When I build my predictive model I try to mimic this distribution. My view that is most of the churn prediction scores would be skewed toward 0.1 or 0.2, say 95% of all predicted customers, and from 0.3 to 1.0 of the churn score would apply to maybe 5% of the customer base.
Some of my colleagues re-scale the prediction score so that there are an equal number of customers spread throughout.
- question -
What are your views/preferences on this?
I see no reason to rescale the scores. Of course, if the only use of the scores is to mail the top 5% of the list it makes no difference since the transformation preserves the ordering, but for other applications you want the score to be an estimate of the actual probability of cancellation.
In general, scores that represent the probability of an event are more useful than scores which only order a list in descending order by probability of the event. For example, in a campaign response model, you can multiply the probability that a particular prospect will respond by the value of that response to get an expected value of making the offer. If the expected value is greater than the cost, the offer should not be made. Gordon and I discuss this and related issues in our book Mastering Data Mining.

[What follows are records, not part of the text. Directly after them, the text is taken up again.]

PR #1887, opened 2024-09-03
Add config toggle for fortune on ores

JuiceyBeans:
## What
Mfw the mod adds fortune to tools but its useless
Adds a config option for fortune working on ore drops (off by default)

## Implementation Details
Added a new config option and an if statement to block loot drop MixinHelper to apply fortune if ``oreFortuneDrops`` is true

## Outcome
Turning on ``oreFortuneDrops`` makes fortune work on ores

### DIFF
--- a/src/main/java/com/gregtechceu/gtceu/core/MixinHelpers.java
+++ b/src/main/java/com/gregtechceu/gtceu/core/MixinHelpers.java
@@ -213,10 +213,10 @@ public class MixinHelpers {
                                     LootItem.lootTableItem(dropItem.getItem())
                                             .apply(SetItemCountFunction
                                                     .setCount(ConstantValue.exactly(oreMultiplier)))));
+                    // disable fortune by default for balance reasons.
+                    // (for now, until we can think of a better solution.)
                     if (ConfigHolder.INSTANCE.gameplay.oreFortuneDrops) {
-                        builder.apply(ApplyBonusCount.addOreBonusCount(Enchantments.BLOCK_FORTUNE)); // disable fortune
-                                                                                                     // by
-                        // default for balance reasons. (for now, until we can think of a better solution.)
+                        builder.apply(ApplyBonusCount.addOreBonusCount(Enchantments.BLOCK_FORTUNE));
                     }
 
                     Supplier<Material> outputDustMat = type.material();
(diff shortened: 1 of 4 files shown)


src/main/java/com/gregtechceu/gtceu/core/MixinHelpers.java
```diff
@@ -213,8 +213,11 @@ public static void generateGTDynamicLoot(Map<ResourceLocation, LootTable> lootTa
                                     LootItem.lootTableItem(dropItem.getItem())
                                             .apply(SetItemCountFunction
                                                     .setCount(ConstantValue.exactly(oreMultiplier)))));
-                    // .apply(ApplyBonusCount.addOreBonusCount(Enchantments.BLOCK_FORTUNE)))); //disable fortune for
-                    // balance reasons. (for now, until we can think of a better solution.)
+                    if (ConfigHolder.INSTANCE.gameplay.oreFortuneDrops) {
+                        builder.apply(ApplyBonusCount.addOreBonusCount(Enchantments.BLOCK_FORTUNE)); // disable fortune
+                                                                                                     // by
+                        // default for balance reasons. (for now, until we can think of a better solution.)
```
screret: could you move this comment to the line above so it doesn't split like this?

screret (changes requested):

src/main/java/com/gregtechceu/gtceu/core/MixinHelpers.java
JuiceyBeans: Wuh spotless jank spotted, fixed it

screret (dismissed):

JuiceyBeans:
WHOOPS DID NOT MEAN FOR THAT TO REFERENCE AN ISSUE LMAO

Ghostipedia:
Against this being merged.
Fortune should ideally have a chance to drop crushed ores, not full raw. And an equally slimmer chance for bonus 'dust' rolls.

Context ; This was a system discussed as a balance solution vs direct raw ores. which become absurdly difficult to balance around in the presence of over-enchanting. Even packs like GTNH of all things limit Fortune to a Max of 3 and don't allow >3 to work

JuiceyBeans:
Meant this as a placeholder for players (and packdevs) who want to use it until the Fortune rework happens eventually:tm:

Better to have something instead of nothing but wasted tools until it happens

Ghostipedia:
It makes more sense to directly implement properly than add a temp solution. As temporary solutions can easily become permanent ones.
We can talk over a proper implementation in the discord but until then I'm going to mark this for do not merge

JuiceyBeans:
OOPS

This issue often comes up when stratified sampling is used to create a balanced model set of 50% responders and 50% non-responders. For some modeling techniques--notably, decision trees--a balanced model set will produce more and better rules. However, the proportion of responders at each leaf is no longer an estimate of the actual probability of response. The solution is simple: simply apply the model to a test set that has the correct distribution of responders to get correct estimates of the response probability.